WORK TASK: Would you output the entries below only from the line containing "Extract shared webhook secretbox crypto" through the line containing "used for this contribution.", exactly as they stand and with both ends included?

[THE INPUT Boundary: Start]

PR #5764, opened 2026-09-13
Fix WatchWidgets bundle identifier to use BUNDLE_ID_PREFIX

alexspeller:
## AI Policy

## Summary

`Extensions-WatchWidgets` sets its `PRODUCT_BUNDLE_IDENTIFIER` to a hardcoded `io.robbie.HomeAssistant[.dev].watchkitapp.WatchWidgets` in both the Debug and Release configurations, instead of deriving it from `$(BUNDLE_ID_PREFIX)` the way every other target does.

This breaks device builds for contributors who set a custom `DEVELOPMENT_TEAM` / `BUNDLE_ID_PREFIX` via `Configuration/HomeAssistant.overrides.xcconfig` (the flow documented in the README): automatic signing fails because the `io.robbie.…` WatchWidgets App ID cannot be registered under a team other than the project's own.

The fix points both configurations at `$(BUNDLE_ID_PREFIX).HomeAssistant$(BUNDLE_ID_SUFFIX).watchkitapp.WatchWidgets`, matching the WatchApp target (which uses `PROVISIONING_SUFFIX = .watchkitapp`) and the rest of the project. With the default `io.robbie` prefix the resulting bundle identifier is unchanged.

## Screenshots

N/A — build configuration change, not user-facing.


bgoncal (approved):
Great catch! Thank you

PR #5773, opened 2026-09-14
Extract shared webhook secretbox crypto

gbyo:
## AI Policy

* [x] I have read the [[Open Home Foundation AI Policy](https://developers.home-assistant.io/docs/ai_policy)](https://developers.home-assistant.io/docs/ai_policy).

* [ ] I have not used AI for this contribution.
* [x] AI assistance was used for this contribution.
* [ ] AI fully generated the code for this contribution, but I've reviewed and understood it before submitting and will respond without AI during review.

## Summary

Moves the existing webhook secretbox encryption code into a small local WebhookCrypto Swift package.

WebhookPayloadCrypto still handles the existing iOS/watchOS webhook path, but the actual secretbox implementation now lives in its own module.

Needed for the iOS 27 Remote Now Playing extension so it can use the same encrypted webhook transport without depending on the full Shared module.

## Screenshots

n/a

Documentation: Not applicable

## Any other notes

Split from #5690


Sources/WebhookCrypto/WebhookSecretBox.swift
```diff
@@ -0,0 +1,52 @@
+import Foundation
+import Sodium
+
+/// The secretbox primitive Home Assistant's `mobile_app` webhook wraps payloads in.
+///
+/// Kept in a low-level source set so lightweight targets can compile it directly later without
+/// linking the full `Shared` module. The phone's webhook path and the watch client use this one
+/// implementation rather than diverging copies. It depends on nothing but Foundation and `Sodium`,
+/// which is statically linked and contributes only the secretbox and base64 objects.
+enum WebhookSecretBox {
```
bgoncal: Can this be a local SPM package instead of a plain folder? Every other top level dir in `Sources/` is either an Xcode target or a package (HANetworking, HAModels, HAUtilities, HAIconic, SharedPush).

As a folder there is no enforced boundary, it compiles into `Shared` and can reach Shared internals, and when the extension adds the same synced group it compiles a second copy, so you end up with two unrelated `WebhookSecretBox` types instead of one shared module.

A small package depending on swift-sodium pinned `exact: "0.11.0"` follows what HANetworking already documents.

HomeAssistant.xcodeproj/project.pbxproj
```diff
@@ -2534,6 +2534,7 @@
 		42F467200000000000000001 /* NotificationSender */ = {isa = PBXFileSystemSynchronizedRootGroup; explicitFileTypes = {}; explicitFolders = (); path = NotificationSender; sourceTree = "<group>"; };
 		42FD0000009000510051FC9B /* VoiceToolsServer */ = {isa = PBXFileSystemSynchronizedRootGroup; explicitFileTypes = {}; explicitFolders = (); path = VoiceToolsServer; sourceTree = "<group>"; };
 		42FD0000009100510051FC9B /* VoiceToolsServer */ = {isa = PBXFileSystemSynchronizedRootGroup; explicitFileTypes = {}; explicitFolders = (); path = VoiceToolsServer; sourceTree = "<group>"; };
+		42FE0004300000000000RM04 /* WebhookCrypto */ = {isa = PBXFileSystemSynchronizedRootGroup; explicitFileTypes = {}; explicitFolders = (); path = WebhookCrypto; sourceTree = "<group>"; };
```
bgoncal: `42FE0004300000000000RM04` is the only non hex object ID in the whole project file. Xcode parses it, but it breaks the convention and Xcode may rewrite it on save and add noise to a future diff. Could you make it hex?

Sources/WebhookCrypto/WebhookSecretBox.swift
```diff
@@ -0,0 +1,52 @@
...
+    enum CryptoError: Error, Equatable {
+        case encode
+        case seal
+        case base64
+        case decode
+        case open
+    }
+
+    /// `object` (a JSON value) sealed with `secret` and base64-encoded, ready to be sent as a
```
bgoncal: This says "a JSON value" but the original said "a JSON object", and that difference matters: `JSONSerialization.data(withJSONObject:)` without `.fragmentsAllowed` raises an ObjC exception for a top level fragment, so it crashes instead of throwing.

No bug today since every caller passes a dictionary. Either keep "JSON object" or guard with `isValidJSONObject` and throw `.encode`.

Sources/WebhookCrypto/WebhookSecretBox.swift
```diff
@@ -0,0 +1,52 @@
+import Foundation
+import Sodium
+
+/// The secretbox primitive Home Assistant's `mobile_app` webhook wraps payloads in.
+///
+/// Kept in a low-level source set so lightweight targets can compile it directly later without
+/// linking the full `Shared` module. The phone's webhook path and the watch client use this one
```
bgoncal: Two things in this comment: the watch and phone already shared one implementation before this PR, so that sentence describes the status quo, and "contributes only the secretbox and base64 objects" is a linker outcome that depends on dead stripping. `Sodium()` is a struct with 19 stored sub structs.

Worth measuring against the 6mb budget rather than stating it here, since the comment will rot.

Sources/Shared/API/Webhook/Networking/WebhookPayloadCrypto.swift
```diff
@@ -13,24 +17,15 @@ enum WebhookPayloadCrypto {
     /// `data` (a JSON object) sealed with `secret` and base64-encoded, ready to be sent as the
     /// request's `encrypted_data` value.
     static func encrypt(_ data: Any, secret: [UInt8], sodium: Sodium = Sodium()) throws -> String {
-        let jsonData = try JSONSerialization.data(withJSONObject: data, options: [.sortedKeys])
-
-        guard let jsonStr = String(data: jsonData, encoding: .utf8) else {
+        do {
+            return try WebhookSecretBox.seal(data, secret: secret, sodium: sodium)
+        } catch WebhookSecretBox.CryptoError.encode {
```
bgoncal: `WebhookPayloadCrypto.CryptoError` is never caught or asserted anywhere in Sources or Tests. Its only consumer is the log line in `WebhookRequest.swift:64`, and both enums interpolate the same text, so this mapping produces identical output.

Could we drop it and the duplicate enum, and keep only the `decrypt` mapping, which is asserted by the tests? These three throws are also new untestable lines, so they will hurt patch coverage.

Sources/Shared/API/Webhook/Networking/WebhookPayloadCrypto.swift
```diff
@@ -13,24 +17,15 @@ enum WebhookPayloadCrypto {
...
-        guard let encryptedData: Bytes = sodium.secretBox.seal(
-            message: jsonStr.bytes,
-            secretKey: .init(secret)
-        ) else {
+        } catch WebhookSecretBox.CryptoError.seal {
             throw CryptoError.seal
-        }
-
-        guard let b64payload = sodium.utils.bin2base64(encryptedData, variant: .ORIGINAL) else {
+        } catch WebhookSecretBox.CryptoError.base64 {
```
bgoncal: If the mapping stays: these catches are not exhaustive, so a new case in `WebhookSecretBox.CryptoError` would leak past the wrapper with no compiler error. `catch let error as WebhookSecretBox.CryptoError { switch error { ... } }` would turn that into a build failure.

bgoncal (changes requested):
Thanks for splitting this out, the extraction itself is clean and I checked the behaviour is identical (sortedKeys, ORIGINAL variant, the empty payload `()` case, error mapping 1:1). Target membership matches the sibling synced groups and it merges cleanly with main.

Main thing I would like changed is the new `Sources/WebhookCrypto` folder, I think it should be a local SPM package like the rest of our low level code. The others are small.

Sources/WebhookCrypto/WebhookSecretBox.swift
gbyo: That makes sense, and it would give this an actual module boundary instead of just relying on the folder layout.

I’ll switch it over.

HomeAssistant.xcodeproj/project.pbxproj
gbyo: Fixed this as part of the spm change, the new project IDs are hex now.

[THE INPUT Boundary: End]

TASK RESPONSE:
Extract shared webhook secretbox crypto

gbyo:
## AI Policy

* [x] I have read the [[Open Home Foundation AI Policy](https://developers.home-assistant.io/docs/ai_policy)](https://developers.home-assistant.io/docs/ai_policy).

* [ ] I have not used AI for this contribution.
* [x] AI assistance was used for this contribution.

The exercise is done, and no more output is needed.